PR #252, opened 2021-01-06
242: Added filter on org leads for alignment progress

denektenina:


frontend/src/views/Evaluation/EvaluationView.tsx
```diff
@@ -15,6 +15,7 @@ interface EvaluationViewProps {
 }
 
 const EvaluationView = ({evaluation, onProgressEvaluationClick, onProgressParticipant}: EvaluationViewProps) => {
+    let allowedRoles = Object.values(Role);
```
nicholasdalhaug, line 18: As Codacy says here, you should remove the semicolon. 
Also, consider using `const` instead of `let`.

nicholasdalhaug (changes requested):

frontend/src/views/Evaluation/EvaluationView.tsx
denektenina: Omitting semicolons is going to take some time getting used to but I agree 👍 

Will change to const as well, though we might change it when I created it.

nicholasdalhaug (approved):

::::

## Work task
The full set of records above must be reproduced exactly in the reply.

## Result
PR #252, opened 2021-01-06
242: Added filter on org leads for alignment progress

denektenina:


frontend/src/views/Evaluation/EvaluationView.tsx
```diff
@@ -15,6 +15,7 @@ interface EvaluationViewProps {
 }
 
 const EvaluationView = ({evaluation, onProgressEvaluationClick, onProgressParticipant}: EvaluationViewProps) => {
+    let allowedRoles = Object.values(Role);
```
nicholasdalhaug, line 18: As Codacy says here, you should remove the semicolon. 
Also, consider using `const` instead of `let`.

nicholasdalhaug (changes requested):

frontend/src/views/Evaluation/EvaluationView.tsx
denektenina: Omitting semicolons is going to take some time getting used to but I agree 👍 

Will change to const as well, though we might change it when I created it.

nicholasdalhaug (approved):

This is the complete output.